The guest is introduced

Xiang Li holds a bachelor’s degree from Zhejiang University and a master’s degree from Carnegie Mellon University. He is one of the founders of CoreOS and is involved in the creation of open source projects such as ETCD, Operator Framework and RKT. In the open source community, Li Xiang is known to developers as the author of ETCD. The project currently has over 400 contributors, 14,000 submissions, and over 150 releases, and is well received by developers. In January 2019, it became the first Chinese TOC of CNCF.

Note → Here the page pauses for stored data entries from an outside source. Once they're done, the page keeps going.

PR #533, opened 2022-04-21
Address sanitizer ci

iosonofabio:
Make a CI build that uses sanitizers to help debugging at the C-Python interface

@szhorvat: happy to work on this together, just push to the branch whenever you want.

Instructions from here:

https://github.com/igraph/igraph/wiki/Using-sanitizers-to-find-bugs

### DIFF
--- a/.github/workflows/build.yml
+++ b/.github/workflows/build.yml
@@ -280,4 +280,4 @@ jobs:
           LD_PRELOAD: "/lib/x86_64-linux-gnu/libasan.so.5:/lib/x86_64-linux-gnu/libubsan.so.1"
           ASAN_OPTIONS: "detect_leaks=0"
         run: |
-          python -m pytest tests
+          python -m pytest --capture=sys tests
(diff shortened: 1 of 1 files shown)


szhorvat:
OK, I'm done with this for now.

 - Leak detection is disabled because apparently Python leaks (as far as I can tell from their issue tracker, this might be by design). I do not understand why I see this only on Linux and not macOS.
 - We compile with NDEBUG to disable `assert`s in RNG functions. There is a bug in the C core, triggered by the Python test suite, where uniform random numbers are requested in a way that the upper bound is smaller than the lower bound. It's in one of the layout functions, as I recall FR. I added this assert myself recently because the function does not work correctly if `h < l`. I'm not sure if it's even a good idea to allow this because normally it is expected that numbers are generated from `[l, h)`, i.e. excluding `h`.

szhorvat:
I'm not sure if using pytest is a good idea. It suppresses output, so we can't see the messages from ASan. I don't know how to fix this, but we could simply use `python -m unittest` instead.

vtraag (commented):
The workflow overall looks good to me, I don't have any specific remarks.

I should say though that I have little experience building with sanitizers, so I can't say anything about that specifically.

szhorvat:
@iosonofabio I suggest you merge this and make use of it for debugging #532.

After joining Ali Cloud, Li Xiang was mainly responsible for Alibaba’s large-scale cluster scheduling and management system, helped Alibaba initially complete the transformation of infrastructure through cloud native technology, realized the significant improvement of resource utilization rate and software development and deployment efficiency, and synchronously supported the technical evolution of cloud products.

Course recommended

In order for more developers to enjoy the dividends brought by Serverless, this time, we gathered 10+ Technical experts in the field of Serverless from Alibaba to create the most suitable Serverless open course for developers to learn and use immediately. Easily embrace the new paradigm of cloud computing – Serverless.

Click to free courses: developer.aliyun.com/learning/ro…

“Alibaba Cloud originator focuses on micro-service, Serverless, container, Service Mesh and other technical fields, focuses on the trend of cloud native popular technology, large-scale implementation of cloud native practice, and becomes the public account that most understands cloud native developers.”